Dissimilarity in the folding of human cytosolic creatine kinase isoenzymes

Abstract

Creatine kinase (CK, EC 2.7.3.2) plays a key role in the energy homeostasis of excitable cells. The cytosolic human CK isoenzymes exist as homodimers (HMCK and HBCK) or a heterodimer (MBCK) formed by the muscle CK subunit (M) and/or brain CK subunit (B) with highly conserved three-dimensional structures composed of a small N-terminal domain (NTD) and a large C-terminal domain (CTD). The isoforms of CK provide a novel system to investigate the sequence/structural determinants of multimeric/multidomain protein folding. In this research, the role of NTD and CTD as well as the domain interactions in CK folding was investigated by comparing the equilibrium and kinetic folding parameters of HMCK, HBCK, MBCK and two domain-swapped chimeric forms (BnMc and MnBc). Spectroscopic results indicated that the five proteins had distinct structural features depending on the domain organizations. MBCK BnMc had the smallest CD signals and the lowest stability against guanidine chloride-induced denaturation. During the biphasic kinetic refolding, three proteins (HMCK, BnMc and MnBc), which contained either the NTD or CTD of the M subunit and similar microenvironments of the Trp fluorophores, refolded about 10-fold faster than HBCK for both the fast and slow phase. The fast folding of these three proteins led to an accumulation of the aggregation-prone intermediate and slowed down the reactivation rate thereby during the kinetic refolding. Our results suggested that the intra- and inter-subunit domain interactions modified the behavior of kinetic refolding. The alternation of domain interactions based on isoenzymes also provides a valuable strategy to improve the properties of multidomain enzymes in biotechnology.

Figure 1. Domain and subunit organizations of the homodimeric CKs (HMCK and HBCK), the heterodimeric form (MBCK) and the two domain-swapped chimeric forms (BnMc and MnBc).

Figure 2. Biophysical characterization of the proteins.

(A) Far-UV CD. (B) Intrinsic Trp fluorescence. (C) Extrinsic ANS fluorescence. (D) SEC analysis. The proteins were dissolved in 20 mM Tris-HCl buffer, pH 8.0. The protein concentration was 1 mg/ml for SEC analysis, and 0.2 mg/ml for spectroscopic experiments. The far-UV CD and Trp fluorescence spectra were obtained by subtracting the spectra of the buffer.

Figure 3. Inactivation of CKs by GdnHCl.

(A) Concentration-dependence of HBCK inactivation by GdnHCl. The other four enzymes had similar inactivation curves independent on enzyme concentration (data not shown). (B) Inactivation of the five enzymes by GdnHCl.

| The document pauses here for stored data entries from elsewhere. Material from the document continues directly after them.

PR #74, opened 2023-04-13
remove duplicates from Dockerfile

yazug:
remove duplicate FROM and RUN ... go build lines

This should bring us closer to inline with what other operators have currently.


jlarriba (approved):

abays (approved):
/lgtm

Figure 4. Equilibrium folding of CKs.

(A) Mean residue molar ellipticity at 222 nm during unfolding. (B) Parameter A (I ₃₆₅/I ₃₂₀) of intrinsic fluorescence during unfolding. The data were fitted by the three-state model shown in Scheme 1, and the thermodynamic parameters were listed in Table 2. The fitted curves are presented as solid lines. (C) ANS fluorescence during unfolding. (D) ANS fluorescence during refolding. For clarity, the transition curves of refolding monitored by CD and Trp fluorescence are not shown. Protein unfolding were carried out by incubating 0.2 mg/ml proteins in 20 mM Tris-HCl buffer (pH 8.0) containing various concentrations of GdnHCl at 25°C overnight. The fully-unfolded proteins were prepared by denaturing 24 mg/ml proteins in 6 M GdnHCl for 1 h, and the refolding was conducted by a manual dilution (1∶120) of the denatured proteins in 20 mM Tris-HCl buffer (pH 8.0) containing various concentration of GdnHCl and incubated at 25°C overnight.

Figure 5. Reactivation, refolding and aggregation kinetics of CKs.

(A) Refolding kinetics of CKs monitored by the intrinsic fluorescence emission at 350 nm (excited at 295 nm) versus time. (B) Reactivation kinetics monitored by the recovered activity of the samples quenched at suitable time intervals. The activity data were normalized by taking the activity of the native enzymes as 100%. (C) The time-course aggregation during refolding was monitored by the turbidity at 400 nm, and the data were recorded every 2 s. The refolding was initiated by manually diluting the fully denatured proteins in the refolding buffer with a mixing ratio of 1∶200 for refolding and reactivation and 1∶120 for aggregation. The reactivation and aggregation data were fitted by a single exponential kinetics, and the refolding data were fitted by the biphasic kinetics. The fitted curves are presented as solid lines.

Figure 6. Correlation of the extent of aggregation (A ₄₀₀) with the refolding and reactivation rate constants.

(A) A ₄₀₀ versus the reactivation rate constant. (B) A ₄₀₀ versus the fast-phase rate constant of refolding.